India’s biggest ever Initial Public Offering (IPO) of Hyundai Motor India Ltd., the bidding for which ended on Thursday. received lukewarm response from retail investors but was subscribed 2.37 times helped by Qualified Institutional Buyers (QIBs).
As per data from the BSE, updated at 7 p.m. on Thursday, the IPO was subscribed 6.97 times in the QIBs category and 0.50 times in Retail Individual Investors category. The employee portion was subscribed 1.74 times.
Going by this, the IPO received lowest retail subscription among some of the big IPOs that had hit the Indian capital markets.

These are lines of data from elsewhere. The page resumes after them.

PR #3212, opened 2016-04-17
Ensure email params don't blow up as often

gdpelican:
http://errbit.loomio.org/apps/56ef80443132390011000000/problems/570eb4b665727200670003f5

### DIFF
--- a/.travis.yml
+++ b/.travis.yml
@@ -9,7 +9,7 @@ cache:
     - angular/node_modules
 
 env:
-  - DB=postgresql CXX=g++-4.8 CANONICAL_HOST=loomio.example.org
+  - DB=postgresql CXX=g++-4.8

While the LIC IPO had seen retail investor subscription of 1.99 times, it was 2.31 times for Coal India and about 15 times for Reliance Power Ltd., according to analysts.
The Hyundai Motor India IPO which was a 100% offer for sale by its parents opened for subscription on Tuesday in the price band of ₹1,865 and ₹1,960 per share.

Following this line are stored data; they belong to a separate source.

PR #3213, opened 2016-04-18
clean up smtp config

robguthrie:
pulled this out of the email preview branch. All environments set SMTP settings the same way.

### DIFF
--- a/config/application.rb
+++ b/config/application.rb
@@ -54,12 +54,6 @@ module Loomio
 
     # Version of your assets, change this if you want to expire all your assets
     config.assets.version = '1.4'
-
-    config.action_mailer.default_url_options = {
-      host:     ENV['CANONICAL_HOST'],
-      protocol: ENV['FORCE_SSL'] ? 'https' : 'http'
-    }
-
     config.roadie.url_options = nil
 
     # required for heroku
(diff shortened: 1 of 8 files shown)


config/environments/production.rb
```diff
@@ -29,13 +29,6 @@
   # Defaults to Rails.root.join("public/assets")
   # config.assets.manifest = YOUR_PATH
 
-  # Force all access to the app over SSL, use Strict-Transport-Security, and use secure cookies.
-  if ENV['FORCE_SSL']
```
gdpelican: Does force ssl default to true? ❔

gdpelican:
Does `development/last_email` (which the test suite relies on) still work with these changes?

Other than that looks good to me 🍏

config/application.rb
```diff
@@ -87,5 +81,29 @@ def self.fog_credentials
...
       }
     end
+
+    config.action_mailer.default_url_options = {
+      host:     ENV['CANONICAL_HOST'],
+      port:     ENV['CANONICAL_PORT'],
+      protocol: ENV['FORCE_SSL'] ? 'https' : 'http'
+    }
+
+    config.force_ssl = ENV.has_key?('FORCE_SSL')
```
robguthrie: @gdpelican doing force_ssl for all environments here. but no it does not default to true :)

PR #3215, opened 2016-04-18
clean up count columns on motions

robguthrie:
not ready but this is the gist


app/models/motion.rb
```diff
@@ -101,11 +100,24 @@ def needs_to_be_closed?
...
+    end
+  end
+
   def close!
     did_not_votes.delete_all
     non_voters = group_members - voters
     DidNotVote.create! non_voters.map { |user| {motion: self, user: user} }
     update(closed_at: Time.now,
+           members_count: group.members_count,
            did_not_votes_count: did_not_votes.count)
```
robguthrie: I'll drop did_not_votes_count

PR #3216, opened 2016-04-18
pre migrate motions to have voters_count and members_count

robguthrie:


robguthrie:
just going to copy production db to clone and run this mirgation there to understand how long it takes and if it has terrible locking properties

gdpelican:
🍏

Issue #3173, opened 2016-04-03
Vertical alignment of vote activity item


rdbartlett:
![image](https://cloud.githubusercontent.com/assets/970124/14234864/1ce877e6-fa42-11e5-953e-4d73c9021acf.png)

I would expect the icon, name, and statement to all be vertically aligned

rdbartlett:
This is an edge case: the width of the statement is small and it is multiple lines long. I wouldn't spend too much energy trying to fix it. Just wanted to register it here in case there is an easy fix

gdpelican:
My guess is `vertical-align: top` on the div holding 'Name Obscured disagreed:'

HSalmon:
This is one fix:
<img width="434" alt="screen shot 2016-04-20 at 2 50 28 pm" src="https://cloud.githubusercontent.com/assets/2882097/14662117/5778aa12-0707-11e6-9596-90736a4d0d0a.png">

But would it be better to strip out new lines?

rdbartlett:
I think that fix looks fine, I don't think we should strip new lines unless
we're sure we want to.

HSalmon:
Cool, PR over here: https://github.com/loomio/loomio/pull/3230

PR #3230, opened 2016-04-20
Align vote activity item components

HSalmon:
Address: https://github.com/loomio/loomio/issues/3173


gdpelican:
Sweet, thanks @HSalmon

At the upper band the IPO would fetch ₹27,870.16 crore.
The 100% OFS by the parent was not liked by the retail investors as no money would be coming to the company, analysts said adding the pricing was too aggressive to make it attractive for retail investors to make any profit. Thus the gray market premium was low.
Commenting on the below expectation participation of retail investors Arun Kejriwal, founder, Kejriwal Research said, “They did not apply because the issue was expensive by about ₹200 and that is why the market premium crashed from ₹700 to Rs ₹500.”
He said the QIB portion was subscribed more because they are long term investors who have deep pockets. “But retail investor looks for a quick return and they do not have that kind of capacity to hold on to the issue,” he added.
The allotment of shares is scheduled on Friday and shares will be listed on 22 October.